Voltemos à liturgia e à procissão dos Ramos. Nela a liturgia prevê como canto o Salmo 24 [23], que era também em Israel um canto processional usado para a subida ao monte do templo. O Salmo interpreta a subida interior da qual a subida exterior é imagem e nos explica assim mais uma vez o que significa subir com Cristo. "Quem subirá o monte do Senhor?", pergunta o Salmo, e indica duas condições fundamentais. Os que sobem e desejam chegar deveras ao cimo, chegar à altura verdadeira, devem ser pessoas que se interrogam sobre Deus. Pessoas que perscrutam à sua volta para procurar Deus, para procurar o seu rosto. Queridos jovens amigos como é importante hoje precisamente isto: não se deixar simplesmente levar aqui e ali na vida; não se contentar com o que todos pensam, dizem e fazem. Perscrutar Deus e procurar Deus. Não deixar que a pergunta sobre Deus se dissolva nas nossas almas. O desejo do que é maior. O desejo de O conhecer conhecer o seu Rosto...

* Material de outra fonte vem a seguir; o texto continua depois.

PR #1591, opened 2026-05-06
fix(utils): update calculateCPCValue S3 path from ahrefs to seo

danieljchuser:
## Summary
- Fixes the `calculateCPCValue` function in `spacecat-shared-utils/metrics-store.js` which still read metrics from the old `metrics/{siteId}/ahrefs/organic-traffic.json` S3 path
- The import-worker now writes to `metrics/{siteId}/seo/` paths after the ahrefs→seo rebrand (spacecat-shared#1499), causing this function to silently fall back to default CPC ($0.80)
- Updates test fixture data and assertion to match the new path

Refs: [SITES-43199](https://jira.corp.adobe.com/browse/SITES-43199)

## Test plan
- [x] `metrics-store.test.js` — all 16 tests pass
- [x] Full `spacecat-shared-utils` test suite — 100% coverage on `metrics-store.js`
- [x] Lint clean

### DIFF
--- a/packages/spacecat-shared-utils/src/metrics-store.js
+++ b/packages/spacecat-shared-utils/src/metrics-store.js
@@ -106,7 +106,7 @@ export async function calculateCPCValue(context, siteId) {
   }
   const { s3Client, log } = context;
   const bucketName = context.env.S3_IMPORTER_BUCKET_NAME;
-  const key = `metrics/${siteId}/seo/organic-traffic.json`;
+  const key = createFilePath({ siteId, source: 'seo', metric: 'organic-traffic' });
   try {
     const organicTrafficData = await getObjectFromKey(s3Client, bucketName, key, log);
     if (!Array.isArray(organicTrafficData) || organicTrafficData.length === 0) {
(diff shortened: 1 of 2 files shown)


danieljchuser (commented):
Hey @danieljchuser,

## Strengths
- Surgical fix that correctly resolves a silent regression: `calculateCPCValue` returned the default CPC ($0.80) for all sites after the ahrefs-to-seo rebrand (spacecat-shared#1499) because it read from a path the import-worker no longer populates.
- The follow-up commit uses the existing `createFilePath` helper instead of re-hardcoding the path (`metrics-store.js:109`), eliminating the structural cause of this bug - two hardcoded paths that drift independently.
- Test assertion at `metrics-store.test.js:250` locks in the new path.
- Existing test suite exercises all three fallback branches, so coverage is maintained.

## Recommendations
- The "Organic traffic data not available" warning on fallback is indistinguishable between a legitimately new site and a fully broken path (the state during this bug). A follow-up to differentiate these or track fallback rate would surface this class of bug earlier.
- Worth sweeping the wider ecosystem for any remaining `metrics/{siteId}/ahrefs/...` references with the same silent-fallback bug.

## Assessment
Ready to merge? Yes

Correct fix for a real silent-failure bug, now using the shared path helper to prevent recurrence. Clean scope, tests updated.

LeChef318 (approved):
LGTM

A outra condição muito concreta para a subida é esta: pode estar no lugar santo "quem tem mãos inocentes e coração puro". Mãos inocentes mãos que não são usadas para actos de violência. São mãos que não estão sujas pela corrupção, com subornos. Coração puro quando é puro um coração? É puro um coração que não finge e não se mancha com mentiras nem hipocrisia. Um coração que permanece transparente como água nascente, porque não conhece a falsidade. É puro um coração que não se aliena com o inebriamento do prazer; um coração cujo amor é verdadeiro e não apenas paixão de um momento. Mãos inocentes e coração puro: se nós caminhamos com Jesus, subimos e encontramos as purificações que nos conduzirão verdadeiramente àquela altura para a qual o homem é destinado: a amizade com o próprio Deus.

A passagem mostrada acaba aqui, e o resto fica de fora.